**** INFORMATION SHOWN

PR #1765, opened 2022-10-16
Python template introspection

un-pogaz:
A introspection system that allow to use, in Python template mode, the fonctions currently loaded in the TemplateFormatter.
The functions can be retrieve by they name and they name plus a '_' at the end in case of conflict with Python language keywords.

### DIFF
--- a/manual/template_lang.rst
+++ b/manual/template_lang.rst
@@ -670,7 +670,7 @@ You can add the above text to your template using the context menu, usually acce
 
 The context object supports ``str(context)`` that returns a string of the context's contents, and ``context.attributes`` that returns a list of the attribute names in the context.
 
-The ``context.funcs`` attribute allows to use the Builtin and User functions, and also the Stored GPM/Python templates so that you can exectute them directly in your code. The functions can be retrieve by they name and they name plus a '_' at the end in case of conflict with Python language keywords. Note that all functions will return a string value, only the special functions ``arguments()``, ``globals()`` and ``set_globals()`` will return a dict based on the passed keywords arguments.
+The ``context.funcs`` attribute allows to use the Builtin and User functions, and also the Stored GPM/Python templates so that you can exectute them directly in your code. The functions can be retrieve by they name and they name plus a '_' at the end in case of conflict with Python language keywords.
 
 Here is an example of a PTM template that produces a list of all the authors for a series. The list is stored in a `Column built from other columns, behaves like tags`. It shows in :guilabel:`Book details` and has the :guilabel:`on separate lines` checked (in :guilabel:`Preferences->Look & feel->Book details`). That option requires the list to be comma-separated. To satisfy that requirement the template converts commas in author names to semicolons then builds a comma-separated list of authors. The authors are then sorted, which is why the template uses author_sort.
 
--- a/manual/template_lang.rst
+++ b/manual/template_lang.rst
@@ -661,6 +661,7 @@ A PTM template begins with:
      # db: a calibre legacy database object
      # globals: the template global variable dictionary
      # arguments: is a list of arguments if the template is called by a GPM template, otherwise None
+     # funcs: allows to use the Builtin/User functions and Stored GPM/Python templates
 
      # your Python code goes here
      return 'a string'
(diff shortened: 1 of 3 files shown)


kovidgoyal:
@cbhaley are you ok with this PR? If so I will proceed to review it.

cbhaley:
I was ok with the approach and the implementation two days ago. I haven't looked at what un_pogaz has done since then, which seems to be quite a lot of refinement. I am certainly willing to look through it before you do the review, but I doubt I will find much. Let me know.

I do need to read through comments and the documentation to correct typos and some grammar faults, but that can be done after you accept the PR. NB: I wish my French is as good as un_pogaz's English.

kovidgoyal:
On Sun, Oct 16, 2022 at 09:45:27AM -0700, Charles Haley wrote:
> I was ok with the approach and the implementation two days ago. I haven't looked at what un_pogaz has done since then, which seems to be quite a lot of refinement. I am certainly willing to look through it before you do the review, but I doubt I will find much. Let me know.

Please do. I am sufficiently disconnect from template things that I
doubt my review will be very meaningful.

> 
> I do need to read through comments and the documentation to correct typos and some grammar faults, but that can be done after you accept the PR. NB: I wish my French is as good as un_pogaz's English.

Yes, that can be done after merge.

cbhaley:
Comments on formatter.py
======================
Do the comments on lines 871 - 873 still reflect what the FormatterFuncsCaller class does?

In particular: "If the name contain a illegal character for a attribut (like .:-), use getattr()"
Can a name contain an illegal character? GPM uses "normal" identifier syntax. 
======================
Small thing: line 894 should be "elif name in formatter.funcs:"
======================
I don't think the expression on line 902 is right. It is checking that the key is not None. Shouldn't it be checking the value? Or perhaps both? Perhaps: 
            kargs = {n(k):n(v) for k,v in kargs.items()}
======================
Line 909 ...: I don't see the point of imitating the arguments() built-in function. In python you can't call it with positional variable names, as in GPM's "arguments(a, b)", because python thinks they are values, not names. You can use arguments(a='') or arguments('a'), but all that does is fill in a dict with the values in arguments. It took me many minutes and coding some exampled to work out what calling arguments() really did, and I came to the conclusion that it adds much confusion but little value. I suggest that instead of trying to mimic its use in a GPM template, you raise an exception with a message telling the user what to do, for example "Get the arguments from context.arguments instead of calling arguments()"

I would do the same thing for globals(): raise an exception telling the user "Get the globals  from context.globals instead of calling globals()".

And also for set_globals(): raise an exception telling the user "Set globals using context.globals['name'] = val instead of calling set_globals".

Line 933-940: you need "return rslt" after line 937, or wrap lines 942-947 in an else block.

Putting all this together, perhaps this:
                    if func_name == 'arguments':
                        # if the message is translatable then the code parts must be arguments to the string
                        raise_error('Get the arguments from context.arguments instead of calling arguments()')
                    elif func_name == 'globals':
                        raise_error('Get the globals from context.globals instead of calling globals()')
                    elif func_name == 'set_globals':
                        raise_error("Set globals using context.globals['name'] = val instead of calling set_globals")
                    elif func_name == 'character':
                        if _Parser.inlined_function_nodes['character'][0](args):
                            rslt = _Interpreter.characters.get(args[0], None)
                            if rslt is None:
                                raise_error(_("Invalid character name '{0}'").format(args[0]))
                        else:
                            raise_error(_('Incorrect number of arguments'))
                    else:
                        if kargs:
                            raise_error(_('Cannot support keyword arguments'))

                        # builtin/user function and Stored GPM/Python template
                        func = formatter.funcs[func_name]
                        if func.object_type == StoredObjectType.PythonFunction:
                            rslt = func.evaluate(formatter, formatter.kwargs, formatter.book, formatter.locals, *args)
                        else:
                            rslt = formatter._eval_sfm_call(func_name, args, formatter.global_vars)
======================

The rest looks good, putting aside some line spacing and expression formatting I suspect @Kovid will change.

cbhaley:
All the edits to the above comment were to fix formatting. There wasn't any content change.

un-pogaz:
> Can a name contain an illegal character? GPM uses "normal" identifier syntax.

Yes, you can save a template or a function with a illegal character. Okay it's realy borderline case, and normally you could not use these functions in the GPM, but they exist.
image

> I don't see the point of imitating the arguments() ... globals ,set_globals().

Yep. Removed. I had also thought about raising an error, but finally, I wanted to push a full implementation.

This means that we don't need kargs anymore, because it was only useful for them. I leave it in the definition of call() because it will allow us to return a cleaner error message than the Python one.

(Holly, without this, it is a much cleaner code now. Too much is the enemy of good.)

********

What is needed is every line from the data above that includes the string "syntax", copied out.

■ **ANSWER**
Can a name contain an illegal character? GPM uses "normal" identifier syntax. 
> Can a name contain an illegal character? GPM uses "normal" identifier syntax.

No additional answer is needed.